Finances and Fixed Mindset
Money blocks and issues around finances are the worst. Can I get an Amen?! I didn’t realize how much of a trigger money was for my fixed mindset until I attended a conference on conscious business in California in 2014 with a client and friend. In one of the breakout groups we examined our beliefs around money and it was like I opened pandora’s box. Hot damn! I was suddenly flooded with emotion.
One of the main realizations that came from the workshop was an old belief I had about my kids needing to “struggle” to build character. I grew up poor, surrounded by people that had a serious scarcity mindset around money. I had to hustle and grind HARD. Nothing was ever handed to me. Somehow, my brain translated this into a rule that went something like: “You can’t make more money, because if you do, your kids are going to be spoiled and won’t learn how to work hard.” This was total bull crap! I could make more money! AND I could still teach my kids the value of hard work.
Tools for Getting to Growth Mindset
From my experiences above, I’ve learned that getting to a Growth Mindset takes work! I want to highlight a few more tools that I continue to draw on when I need help. They are:
- Unpack your sh$#. Hire a mentor or coach. See a therapist. Find a way to unpack the underlying foundation that’s behind that ‘negative Nancy’ fixed mindset.
- Educate yourself. Take a class. Attend workshops, conferences, and events where you will be exposed to new people, ideas, and ways of thinking.
- Do the opposite right action. If your brain is telling you NO; move your feet anyways. You can act your way into a mental shift, but you often can’t think your way into a different mindset as easily.
- Set goals! Make sure they are SMART goals, as I blogged about previously. I do quarterly and annual goal workshops with my clients.
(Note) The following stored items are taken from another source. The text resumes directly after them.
PR #3290, opened 2026-08-20
fix(discovery): make a scan stuck in "Pending" say why

### LINKED ISSUE #3287: Bug: Network Discovery Scans stuck permanently in "Pending" status, never complete (v12.0.12)
**Describe the bug**
Discovery Scans no longer complete after updating to the latest version. Multiple scans submitted throughout the day remain stuck in "Pending" status indefinitely, with no Responded Hosts data ever populated. Older scans from a previous version/date did complete successfully and returned results, confirming this is a regression rather than a pre-existing issue with these specific targets.

**To Reproduce**
1. Update OneUptime to v12.0.12 (commit `9d6efd42577ac298f6f400710d81a879e7f1fb22`)
2. Go to Network > Discovery Scans > Create Network Device Discovery Scan
3. Submit a scan against any subnet/octet range (e.g., `10.240-249.0-254.220-226`), using a Probe
4. Observe scan status remains "Pending" indefinitely — reproduced across 4 separate scans submitted over ~1 hour (12:57 PM, 01:12 PM, 01:14 PM, 01:52 PM CDT), none progressed past Pending
5. For comparison, scans submitted on Aug 12 2026 (prior to this version/update) completed normally and returned results (e.g., "76 of 27136 hosts", "904 of 2550 hosts")

**Expected behavior**
Discovery Scans should complete and report results (Responded Hosts / SNMP + ICMP counts), consistent with behavior prior to this update.

**Screenshots**

Image

 - OS: [Windows]
 - Browser [Chrome]
 - Version [151.0.7922.138]

**Deployment Type**

Image

**Additional context**
This appears to be a regression introduced between the Aug 12 completed scans and the current v12.0.12

simlarsen:
Closes #3287.

## What I found

The reporter's four scans sat in "Pending" for over an hour with an em-dash in
Responded Hosts. Their targets are fine — all four parse and size-check
cleanly, and the smallest is 500 addresses, so this is not a scale problem:

| Target | Addresses | Status |
| --- | --- | --- |
| `10.64.71-195.220-223` (12:57) | 500 | Pending |
| `10.240-249.0-254.11-18` (13:12) | 20,400 | Pending |
| `10.64.71-195.220-223` (13:14) | 500 | Pending |
| `10.240-249.0-254.220-226` (13:52) | 17,850 | Pending |

**There is no code regression in the discovery path.** Diffing the whole
lifecycle between the reporter's last working day (2026-08-12) and the build
they reported on (v12.0.12, `9d6efd42`) returns nothing at all:
`Probe/Jobs/Discovery`, `Probe/Utils/Discovery`,
`App/FeatureSet/Telemetry/API/ProbeIngest/DiscoveryScan.ts`,
`App/FeatureSet/Workers/Jobs/NetworkDeviceDiscovery`,
`Common/Utils/NetworkDiscovery`, `NetworkDeviceDiscoveryScanService` and the
model are byte-identical across that window. The last change to any of them is
`35b1a9d219` (2026-08-09), which their own Aug-12 results prove they were
already running.

A scan leaves "Pending" in exactly one place: the probe asks
`/probe/discovery-scan/list`, and the server claims a row *inside* that
handler, before it responds. So a row that never moves means the probe never
successfully asked — the trigger is on the probe's side of that call
(container not running the new build, not reaching the ingest route, or its
auth being refused after the upgrade).

**The product could not say any of that**, and that is what this PR fixes.
There is a reaper for a scan stranded *In Progress*, but nothing at all
watches a scan nobody ever claimed, and every path that could have reported
the cause discarded it. So the same failure was undiagnosable — which is the
actual bug report.

## What this changes

**Nobody was watching a Pending scan**

- a third pass in the discovery worker annotates a scan that has been Pending
  and unclaimed for 15 minutes, naming the probe and whether it is connected
  (`explainUnclaimedScans`). It *annotates* rather than fails: the scan is
  still runnable the moment the probe returns, and failing a recurring one
  would fight the re-queue pass in the same tick. Scans queued behind an
  in-flight sweep on the same probe are excluded — that is ordinary queueing,
  not a fault — and the note is only rewritten when the sentence changes, so
  an offline probe does not cost an `UPDATE` per scan per minute
- the claim clears that note, since a probe picking the scan up is exactly the
  thing the note said was not happening

**The explanations that were written and never shown**

- the Responded Hosts cell short-circuited to an em-dash whenever there were
  no host counts — precisely the state of a scan that never ran. Both the new
  note and the existing *"The probe did not report a result within 2 hours"*
  were stored, fetched by the page, and rendered nowhere

**The probe threw away the server's answer**

- `API.fetch` *returns* a rejected request rather than throwing, and none of
  the three discovery calls discriminated the union. The list call fed the
  error body into `fromJSONArray`, so `Probe not found` surfaced as
  `TypeError: json is not iterable`; both upload calls discarded the response
  and fell through to a debug line claiming success
- a `200` whose body is not a list is now named as a proxy answering in the
  server's place, rather than crashing the same way one layer down

**One wedged sweep stopped discovery for good**

- the discovery cron holds a single-flight guard across the whole cycle, and
  the sweep between its two 45s-deadlined HTTP calls had no deadline of any
  kind. A sweep opens an ICMP child process and a UDP SNMP session per
  address, up to 32,768 of them; one non-settling promise stranded the guard
  set for the life of the process, so every later scan stayed Pending until
  the container was restarted. `PROBE_DISCOVERY_SCAN_TIMEOUT_IN_MS` (90
  minutes — between the ~51-minute worst legitimate sweep and the server's
  2-hour abandonment window) bounds it, mirroring the deadline monitor checks
  already carry since #3225

**Two more in the same lifecycle**

- a result for a scan that has gone back to Pending is discarded instead of
  retiring a run that was queued and never happened. A late result for a
  *Failed* scan is still accepted — that is the truth about the same run
- the already-registered lookup is paged instead of capped at `LIMIT_MAX`,
  which silently reported every device past the 10,000th as unregistered and
  had the reviewer re-import devices that already existed
- the probe dropdown no longer throws during render for a probe row with no
  name, which blanked the entire Discovery Scans page rather than degrading
  one option

## What the operator sees now

A scan the probe never picked up explains itself on the row:

> Not started yet: Probe "Datacentre Probe" is not connected to OneUptime, so
> it has not picked this scan up. It was last seen 6 hours ago. The scan will
> run on its own as soon as the probe reconnects.

and, for the other half of the split, a probe that *is* connected but is not
claiming scans points at the version and the probe-ingest route instead.

## Tests

79 new tests, all green alongside the existing suites:

| Suite | |
| --- | --- |
| `Probe/Tests/Jobs/Discovery` + `Tests/Utils/Discovery` | 160 passed (9 suites) |
| `Common/Tests/Utils/NetworkDiscovery` + discovery services | 111 passed (4 suites) |
| `App/Tests` — ingest, worker, dashboard | 78 passed (4 suites) |

New files:

- `Probe/Tests/Jobs/Discovery/FetchScansSweepDeadline.test.ts` — including the
  regression test for the wedge: a tick whose sweep never settles still
  releases the guard, so the next tick fetches again
- `Probe/Tests/Jobs/Discovery/FetchScansServerErrors.test.ts` — the server's
  own words survive to the log, on all three calls
- `Common/Tests/Utils/NetworkDiscovery/UnclaimedScanDiagnosis.test.ts` — the
  wording of both branches, and that the worst case still fits the
  `varchar(500)` it is written to
- `App/Tests/Workers/Jobs/NetworkDeviceDiscovery/UnclaimedScans.test.ts` — that
  the pass never mistakes a queued scan for a stuck one, and never churns

### DIFF
--- a/App/FeatureSet/Dashboard/src/Components/NetworkDevice/DiscoveryScanOutcome.ts
+++ b/App/FeatureSet/Dashboard/src/Components/NetworkDevice/DiscoveryScanOutcome.ts
@@ -26,6 +26,13 @@ export interface DiscoveryScanOutcome {
    */
   respondedHostSummary: string | null;
   /*
+   * True when the scan has reported host counts. The explanation below is
+   * worth showing WITHOUT them — a scan that never ran has no counts and is
+   * exactly the case that needs explaining — so the two have to be asked
+   * about separately rather than the caller inferring one from the other.
+   */
+  hasReported: boolean;
+  /*
    * Hosts the sweep found alive that did not answer SNMP. Shown alongside the
    * responder count so a zero is never mistaken for an empty network.
    */
@@ -92,6 +99,7 @@ export function summarizeDiscoveryScan(
     respondedHostSummary: hasReported
       ? `${respondedHostCount} of ${scan?.scannedHostCount ?? "?"} hosts`
       : null,
+    hasReported: hasReported,
     pingOnlyHostCount: countPingOnlyHosts(scan),
     // Empty string is "no explanation", not an explanation.
     explanation: scan?.statusMessage || null,
--- a/App/FeatureSet/Dashboard/src/Pages/NetworkDevice/Discovery.tsx
+++ b/App/FeatureSet/Dashboard/src/Pages/NetworkDevice/Discovery.tsx
@@ -8,7 +8,6 @@ import NetworkDeviceDiscoveryScan, {
   DiscoveredNetworkDevice,
 } from "Common/Models/DatabaseModels/NetworkDeviceDiscoveryScan";
 import Probe from "Common/Models/DatabaseModels/Probe";
-import BadDataException from "Common/Types/Exception/BadDataException";
 import { PromiseVoidFunction } from "Common/Types/FunctionTypes";
 import IconProp from "Common/Types/Icon/IconProp";
 import ObjectID from "Common/Types/ObjectID";
@@ -365,16 +364,28 @@ const NetworkDeviceDiscovery: FunctionComponent<
               openLinkInNewTab: true,
             },
             fieldType: FormFieldSchemaType.Dropdown,
-            dropdownOptions: probes.map((probe: Probe) => {
-              if (!probe.name || !probe._id) {
-                throw new BadDataException(`Probe name or id is missing`);
-              }
-
-              return {
-                label: probe.name,
-                value: probe._id,
-              };
-            }),
+            /*
+             * A probe with no id cannot be scanned with, so it is dropped.
+             * A probe with no NAME still can be, so it is kept under a
+             * stand-in label.
+             *
+             * This used to throw for either. The .map runs in the component's
+             * render body, not lazily when the create modal opens, so a single
+             * unnamed probe row — a global probe, or one registered before it
+             * was named — did not degrade the dropdown: it threw during render
+             * and blanked the entire Discovery Scans page, including the list
+             * of existing scans.
+             */
+            dropdownOptions: probes
+              .filter((probe: Probe) => {
+                return Boolean(probe._id);
+              })
+              .map((probe: Probe) => {
+                return {
+                  label: probe.name || `Probe ${probe._id}`,
+                  value: probe._id!,
+                };
+              }),
             required: true,
             placeholder: "Probe",
           },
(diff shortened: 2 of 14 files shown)


simlarsen:

|---|---|---|---|---|---|---|
| :white_check_mark: | Open Source Security| 0 | 0 | 0 | 0 | [ 0 issues](https://app.snyk.io/org/oneuptime-RsC2nshvQ2Vnr35jHvMnMP/pr-checks/dbf13565-6713-454b-9b49-9abb710b7cd3?refs=bbac5dbdace0fadb3c7887cebae290da5ec8cb72&source=prChecksComment) |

Goals are an opportunity to stretch and challenge our fixed mindset. Make sure to include goals that touch all aspects of your life, from business, personal, financial, spiritual, physical, mental, and emotional.
- Surround yourself with growth mindset people. We are the company we keep. I’ve shared before that letting go of relationships that no longer support my growth has been instrumental for me in my business and personal life.
- Watch your words. Be aware of how you talk to yourself. Use positive affirmations and mantras. Be kind, be positive. When you catch your negative self talk flaring up, recognize and try to redirect.
- Take care of yourself. Not getting enough rest, food, love, or “recharging time” can trigger depression and negative fixed mindset.
- Be curious. Indulge your inner child and be more playful. Try new things. Allow life to surprise you and lead you in unexpected directions.